* [Task description]
Restate every record that follows, keeping it exact.

#### Recorded information

Issue #1518, opened 2016-06-06
Sort API with `asc` and `desc`


kwmsmith:
This is an expanded description of the improvement to `sort`'s API mentioned in #1307.

Currently, `sort()` separates the columns to sort in the `key` argument, and only supports sorting ascending or descending for all columns specified via the `ascending` boolean argument.

The improvement here is to allow the user to specify ascending and descending sort on a per-column basis.

The API will look something like:

```python
expr.sort(bz.asc(expr.a), bz.desc(expr.b))
```

Equivalent variants:

```python
expr.sort(bz.asc('a'), bz.desc('b')) # strings supported
expr.sort(bz.asc(expr.a), bz.desc('b')) # mixed mode supported
expr.sort('a', bz.desc('b')) # if not specified, defaults to ascending.
```

Tasks:
* [ ] implement new `asc` and `desc` expressions.
* [ ] implement validation logic to ensure that  `asc` and `desc` are only used in a sorting context.
* [ ] re-implement `sort()` to accept `asc` and `desc` expression objects.
* [ ] re-implement `sort()` on pandas
* [ ] re-implement `sort()` on SQL.
* [ ] tests...

llllllllll:
since it is a free function I take it that it will also be available as a method of `Field` like: `expr.col.asc()`?

kwmsmith:
> since it is a free function I take it that it will also be available as a method of Field like: expr.col.asc()?

That makes sense from a consistency point-of-view...

kwmsmith:
@llllllllll BTW, I'm teeing-up this issue for a new developer to the project, who will be starting on things tomorrow.

llllllllll:
Wonderful! I look forward to working with them!

skrah:
https://github.com/skrah/blaze/commit/1697e015182188301bc04275b8df638ad4bb988e is the first attempt.

Not working yet:

  - Usub etc. expressions.

  - Generated sql that involves tail() is different from the one that sort() generates (but I think it is correct).

llllllllll:
`Tail` for sql is a funny thing, we actually rewrite it into a different blaze expression with `optimize`:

########

* [Response]
Issue #1518, opened 2016-06-06
Sort API with `asc` and `desc`


kwmsmith:
This is an expanded description of the improvement to `sort`'s API mentioned in #1307.

Currently, `sort()` separates the columns to sort in the `key` argument, and only supports sorting ascending or descending for all columns specified via the `ascending` boolean argument.

The improvement here is to allow the user to specify ascending and descending sort on a per-column basis.

The API will look something like:

```python
expr.sort(bz.asc(expr.a), bz.desc(expr.b))
```

Equivalent variants:

```python
expr.sort(bz.asc('a'), bz.desc('b')) # strings supported
expr.sort(bz.asc(expr.a), bz.desc('b')) # mixed mode supported
expr.sort('a', bz.desc('b')) # if not specified, defaults to ascending.
```

Tasks:
* [ ] implement new `asc` and `desc` expressions.
* [ ] implement validation logic to ensure that  `asc` and `desc` are only used in a sorting context.
* [ ] re-implement `sort()` to accept `asc` and `desc` expression objects.
* [ ] re-implement `sort()` on pandas
* [ ] re-implement `sort()` on SQL.
* [ ] tests...

llllllllll:
since it is a free function I take it that it will also be available as a method of `Field` like: `expr.col.asc()`?

kwmsmith:
> since it is a free function I take it that it will also be available as a method of Field like: expr.col.asc()?

That makes sense from a consistency point-of-view...

kwmsmith:
@llllllllll BTW, I'm teeing-up this issue for a new developer to the project, who will be starting on things tomorrow.

llllllllll:
Wonderful! I look forward to working with them!

skrah:
https://github.com/skrah/blaze/commit/1697e015182188301bc04275b8df638ad4bb988e is the first attempt.

Not working yet:

  - Usub etc. expressions.

  - Generated sql that involves tail() is different from the one that sort() generates (but I think it is correct).

llllllllll:
`Tail` for sql is a funny thing, we actually rewrite it into a different blaze expression with `optimize`:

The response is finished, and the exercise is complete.